> [Goal of the exercise] Say how many of the lines below contain the word "version"; nothing else belongs in the answer.

> [Supplied data]
PR #1871, opened 2026-07-10
cloud compatible path usage

### LINKED ISSUE #1867: cloud-compatible Path usage
It should be easy to write metadata directly to a Path-like object supporting cloud storage, like from universal-pathlib. A few small tweaks are needed to allow this, like not directly creating a new Path inside recursive_check_paths. We may at some point want to change type annotations to reflect this support using https://github.com/barneygale/pathlib-abc, but for now we can just use the existing Path type annotations and rely on duck typing.

tmchartrand:
closes #1867 by using Path instance methods that are compatible with other Path-like objects, rather than stdlib functions that aren't. retains compatibility with path strings even though the type annotations don't support that usage.


dbirman (approved):
Lgtm

PR #1877, opened 2026-09-11
fix: allow merging empty string acquisition_type

### LINKED ISSUE #1876: Allow acquisition_type merging with ""

dbirman:
This is a hotfix to allow merging two acquisition_type fields when one is an empty string.


dougollerenshaw (approved):
Thanks for the quick turn around on this!

Issue #1121, opened 2022-02-28
Docs > Components > Buttons > Dark background: Fix border color for social buttons on active state


isabellechanclou:
### Prerequisites

- [X] I have [searched](https://github.com/Orange-OpenSource/Orange-Boosted-Bootstrap/issues?utf8=%E2%9C%93&q=is%3Aissue) for duplicate or closed issues
- [X] I have [validated](https://html5.validator.nu/) any HTML to avoid common problems
- [X] I have read the [contributing guidelines](https://github.com/Orange-OpenSource/Orange-Boosted-Bootstrap/blob/main/.github/CONTRIBUTING.md)

### Describe the issue

On https://boosted.netlify.app/docs/5.1/components/buttons/#dark-background, the value of border-color for social inverse buttons (= with a dark background) active state don't change, so on mouse down, visually, it seems that the buttons get smaller.

### Reduced test cases

NA

### What operating system(s) are you seeing the problem on?

Windows, macOS

### What browser(s) are you seeing the problem on?

Chrome, Firefox

### What version of Boosted are you using?

v5.1.0

hannahiss:
I don't know how to reach the branch in which  dark background version of social buttons have been implemented.

Lausselloic:
https://github.com/Orange-OpenSource/Orange-Boosted-Bootstrap/pull/1010
https://deploy-preview-1010--boosted.netlify.app/docs/5.1/components/buttons/#dark-background

PR #1224, opened 2022-04-29
fix(social-btn): add white border on dark background for active state

hannahiss:
on dark background, need a white border on active tate so that the size of button doesn't decrease when active (report form branch main-his-social-border-on-dark)


hannahiss:
Linked to #1121

louismaximepiton:
Just to remind what we've said in private : 
The `.active` should be back-ported to v4, since this class is actually brought by the `button-variant` mixin.

hannahiss:
> Just to remind what we've said in private : The `.active` should be back-ported to v4, since this class is actually brought by the `button-variant` mixin.

You can review. Thanks

scss/_buttons.scss
```diff
@@ -190,14 +190,17 @@ fieldset:disabled a.btn {
     }
 
     &,
-    &.btn-inverse:active {
+    &.btn-inverse:active,
+    &.btn-inverse.active {
       background-color: $white;
       background-image: escape-svg(url("data:image/svg+xml,#{$icon}"));
+      border-color: $white;
```
louismaximepiton, line 197: This line should maybe be in another selector since it breaks the normal social buttons

louismaximepiton (changes requested):
:warning: Normal social buttons are broken ⚠️

julien-deramond (approved):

> [Final answer] 2